What is expected: Please find every line below that includes "common" and report how many there are. Nothing else is needed.

Dataset entries:
PR #3199, opened 2016-06-04
added changeView callback function

github-expert:
Added changeView callback function which will be called every time the user switches view.
The option provided will be like this

```
$('#calendar').fullCalendar({
    ...
    changeView: function (changedView) {
        // do anything with the view that will be changed
    }
    ...
});
```

feature request ticket: #3521

### DIFF
--- a/src/Calendar.js
+++ b/src/Calendar.js
@@ -582,8 +582,7 @@ function Calendar_constructor(element, overrides) {
 			freezeContentHeight(); // prevent a scroll jump when view element is removed
 			currentView.removeElement();
 			currentView = t.view = null;
-			if(typeof t.options.changeView == 'function')
-				t.options.changeView(viewType);
+			t.trigger('changeView', null, viewType, currentView.type);
 		}
 
 		// if viewType changed, or the view was never created, create a fresh view
--- a/src/Calendar.js
+++ b/src/Calendar.js
@@ -582,6 +582,8 @@ function Calendar_constructor(element, overrides) {
 			freezeContentHeight(); // prevent a scroll jump when view element is removed
 			currentView.removeElement();
 			currentView = t.view = null;
+			if(typeof t.options.changeView == 'function')
+				t.options.changeView(viewType);
 		}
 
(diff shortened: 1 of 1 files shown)


src/Calendar.js
```diff
@@ -582,6 +582,8 @@ function Calendar_constructor(element, overrides) {
 			freezeContentHeight(); // prevent a scroll jump when view element is removed
 			currentView.removeElement();
 			currentView = t.view = null;
+			if(typeof t.options.changeView == 'function')
```
arshaw: could you please achieve this via `Calendar::trigger` ?

arshaw:
instead of receiving a single string argument of the view type, could this handler receive:

```
changeView: function(newView, oldView) {
}
```

where both arguments are the View objects?

src/Calendar.js
github-expert: like this?
```
if(typeof t.options.changeView == 'function')
    t.trigger('changeView', viewType);
```

arshaw: you don't need the if statement. the `trigger` method will check to make sure the handler exists first before calling it.

correct signature would be:
```
t.trigger('changeView', null, newView, oldView);
```

(we pass in `null` as the "this value", because we don't need one. will populate the calling function's `this` value with the calendar instance which is what we want)

arshaw: see a line like this for an example: https://github.com/github-expert/fullcalendar/blob/5ff8129ccc08d9f170aab1edc6b09ed1d2dbe6a9/src/Calendar.js#L222

github-expert:
i used the trigger function as you suggest in a new commit.
Please check it now.

github-expert:
both arguments are not view objects but the views like `month`, `week`, etc...

arshaw:
awesome.

the final step (and often the most annoying 😄 ) is creating tests:

is this something you think you could take charge of?

github-expert:
can you do that for me?

arshaw:
we now have the `datesSet` callback, which is pretty similar to what this PR requests: https://fullcalendar.io/docs/datesSet

PR #3201, opened 2016-06-05
Added render events for Popover

danielemams:
Call "eventAfterAllPopoverRender" when all events in a Popover are rendered.
Moreover call "eventAfterRender" for every events in Popover.

### DIFF
--- a/src/common/View.js
+++ b/src/common/View.js
@@ -643,11 +643,15 @@ var View = FC.View = Class.extend(EmitterMixin, ListenerMixin, {
 
 
 	// Signals that all events have been rendered
-	triggerEventRender: function() {
+	triggerEventRender: function(inPopover) {
 		this.renderedEventSegEach(function(seg) {
 			this.trigger('eventAfterRender', seg.event, seg.event, seg.el);
 		});
-		this.trigger('eventAfterAllRender');
+		if(!inPopover) {
+			this.trigger('eventAfterAllRender');
+		} else {
+			this.trigger('eventAfterAllPopoverRender');
+		}
 	},
 
 
--- a/src/common/DayGrid.limit.js
+++ b/src/common/DayGrid.limit.js
@@ -264,6 +264,7 @@ DayGrid.mixin({
 
 		this.segPopover = new Popover(options);
 		this.segPopover.show();
+		view.triggerEventRender(true);
 	},
 
 


src/common/View.js
```diff
@@ -643,11 +643,15 @@ var View = FC.View = Class.extend(EmitterMixin, ListenerMixin, {
 
 
 	// Signals that all events have been rendered
-	triggerEventRender: function() {
+	triggerEventRender: function(inPopover) {
 		this.renderedEventSegEach(function(seg) {
```
arshaw: i believe this will trigger the `eventAfterRender` for ALL events, not just those newly displayed in the popover. could you verify?

danielemams: yes. this is called for ALL events.
Now also after every single events in popover is rendered.

arshaw: i dont think most people will want that. the view's initial events will have already been passed thru the `eventAfterRender` handlers. can we change the code to ONLY do it for the newly rendered events in the popover?

danielemams: i dont understand. you said to me to use `eventAfterRender` also for events in the popover. so i have done this pull request. do you want another handler only for the events in the popover? something like `eventAfterRenderPopover` ? so events in the initial view will call `eventAfterRender` and events in the popover will call `eventAfterRenderPopover` ?

arshaw: I apologize if there has been any communication issues.

I want each event to eventually be passed through `eventAfterRender`, but only immediately after it has been rendered. They way you had the code set up, events rendered outside of the popover would be be passed into `eventAfterRender` *again* after the popover was opened.

### example of what I want

- 5 events rendered when the view is initially opened
- those 5 events should be run though `eventAfterRender`. this is already the case
- user opens a popover with 2 events in it
- those 2 events are run through `eventAfterRender`.

### example of what I DON'T want

- 5 events rendered when the view is initially opened
- those 5 events should be run though `eventAfterRender`. this is already the case
- user opens a popover with 2 events in it
- all 7 events are run through `eventAfterRender (**BAD**)

arshaw: does that make sense?

danielemams:
Sorry for my delayed answer.
With my code, you can fire an event for every lines in the popover, and one at the end of the render of all lines in the popover.

This is an example:

http://jsbin.com/heyafuquta/edit?html,js,output

If you open the Console, you can see:

"eventAfterAllRenderPopover"

after the popover is opened, and it renders all the lines.

If you mousover the elems in the popover, you can see the:

eventAfterRenderPopover

that attach the 'title' to the element.

Thanks

arshaw:
as of v4, i can confirm that `eventRender` and `eventPositioned` are both called for each popover event: https://codepen.io/arshaw/pen/eYOzPLK?&editable=true&editors=001

`eventAfterAllRender` has been removed in v4.

PR #3202, opened 2016-06-06
height:'auto' always shows scrollbars in month view on FF

developerbmw:
Currently the scrollbar is always shown in Firefox with a basic calendar like:

```
$('#calendar').fullCalendar({
	height: 'auto'
});
```

This CSS change fixes the issue.

### DIFF
--- a/src/common/common.css
+++ b/src/common/common.css
@@ -359,6 +359,7 @@ hr.fc-divider {
 
 .fc-bg table {
 	height: 100%; /* strech bg to bottom edge */
+	box-sizing: border-box; /* fix scrollbar issue in firefox */
 }
 
 


arshaw:
Would you be able to post a [runnable, stripped-down demonstration of the bug](http://fullcalendar.io/wiki/Reduced-Test-Cases/) you are trying to solve? Would really appreciate it because the time saved reproducing will be time spent fixing. Temporarily closing this ticket until that happens.

FWIW, I'm not able to recreate this on FF on Mac

developerbmw:
@arshaw Here is a demonstration: https://jsfiddle.net/116fh9h0/

The issue appears for me on Firefox 46.0.1 (32-bit) on Windows 10.

https://i.imgsafe.org/66b48aae07.png

arshaw:
thank you. i can now reproduce.

developerbmw:
Thanks for re-opening. Note that this is a PR not an issue - you could make it into an issue if you don't want to merge this PR

arshaw:
thanks for the heads up. looks good to do. i want to do a bit of playing around with this before launch. ill let u know if i find anything

developerbmw:
Thanks. Yeah would be good to do a bit of playing around - I think it may be a bug with Firefox actually.

peternowee:
The fix works when `height = 'auto'`, but I'm still seeing the empty scrollbar when I don't set `height` at all. Using Firefox 45.2.0 (64-bit) on Debian Linux.

peternowee:
Sorry, you can ignore my last comment. After downgrading jQuery from 3.0.0 to 2.1.3 (#3219), the fix also works when `height` is not set.

arshaw:

arshaw:
Released in [v2.8.0](https://github.com/fullcalendar/fullcalendar/releases/tag/v2.8.0). thanks @developerbmw

PR #3211, opened 2016-06-09
Remove underscore (unused)

avindra:
This drops the `underscore` dev dependency. It was being used in the Gruntfile at some point, but it seems like that's history now.


arshaw:
thanks.

arshaw:

PR #3197, opened 2016-06-03
jQuery 3.0 compatibility for removeAttr

avindra:
`removeAttr` will no longer set props to false. [Source](https://jquery.com/upgrade-guide/3.0/#breaking-change-removeattr-no-longer-sets-properties-to-false).

Further, by using `.prop`, it opens up the ability of reducing duplicated logic in `disableButton` and `enableButton`.

Issue #3124, opened 2016-04-18
jQuery 3 support


JoshWillik:
The error message is `TypeError: rangeStart is null`.

**2.3.1**

[demo](http://jsbin.com/nisujeceyo/1/edit)

**2.3.2**

[demo](http://jsbin.com/laqesemewe/1/edit)

JoshWillik:
The bug exists up to 2.6 as well

arshaw:
You are using jQuery 3 beta.

I've update your fiddle to use latest FC and jQuery 2.2.4
http://jsbin.com/wifonupaba/1/edit?html,output
Works as expected.

Will revisit this when jQuery 3 comes out

avindra:
@arshaw : I am also getting this on the jQuery 3.0 Release Candidate 1 (not beta).

avindra:
Still encountering this in the final release of jQuery 3.0. I tried debugging a bit, and it seems to be related to the fact that `currentView.start` is null.

ziemkowski:
This also prevents the calendar from loading for us.

Note that it happens even with [jQuery Migrate 3.0.0](http://jquery.com/download/#jquery-migrate-plugin), which is supposed to make jQuery backwards compatible.

avindra:
@ziemkowski : I noticed that a hacky workaround is to click previous, then click next, which causes our events to render as expected. 

I may end up adding code to simulate the two clicks, because we are shipping soon and want to ship with jQuery 3.0.

avindra:
This is the workaround I'll be using:

```js
// define this global somewhere that it would be in scope:

let stage = 0;
....
// add as a prop to the FC object

			viewRender(view, element) {
				// initial render is fixed now
				if(++stage == 3) return;
				const fc = element.parent().parent();
				const direction = stage == 1 ? 'prev' : 'next';
				fc.find(`.fc-${ direction }-button`).click();
			},
```


Unfortunately, the "today" button is broken using this hack. But good enough for us to ship.

arshaw:
[Code complete](https://github.com/fullcalendar/fullcalendar/commits/v2.8.0-dev) and slated for v2.8.0 ([wip docs](https://github.com/fullcalendar/fullcalendar/commits/docs-2.0)). Will notify when released.

jquery 3 now works well

arshaw:
Released in [v2.8.0](https://github.com/fullcalendar/fullcalendar/releases/tag/v2.8.0).

avindra:
[...]

PR #3219, opened 2016-06-13
Set JQuery to maximum of 2.1.3 in bower.json

ownaginatious:
I noticed that JQuery 3.0 is automatically pulled when you do `bower install fullcalendar`. There are still a lot of bugs, seeing as JQuery 3.0 is so new, so it seems like it would be a good idea for the time being to lock it to a known supported version.

I chose 2.1.3, as that's what appears to be used in the help doc examples, such as [this](http://fullcalendar.io/views/agendaWeek/) here.

Only found this project recently, so I'm not sure if the latest JQuery 2.x is okay.

### DIFF
--- a/bower.json
+++ b/bower.json
@@ -23,7 +23,7 @@
   },
   "copyright": "2016 Adam Shaw",
   "dependencies": {
-    "jquery": ">=1.7.1",
+    "jquery": ">=1.7.1 && <=2.1.3",
     "moment": ">=2.5.0"
   },
   "devDependencies": {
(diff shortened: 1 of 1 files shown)


arshaw:
FullCalendar jquery 3 support is in the works: #3197 and #3124

i want to make FC compatible with jq3 for the next release to avoid needing to force a "legacy" (<=2) version of jq on people. After jq3 compatibility is implemented, a dev can choose do force to jq2 by doing so in their project's bower deps. plz stay tuned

Written reply: 7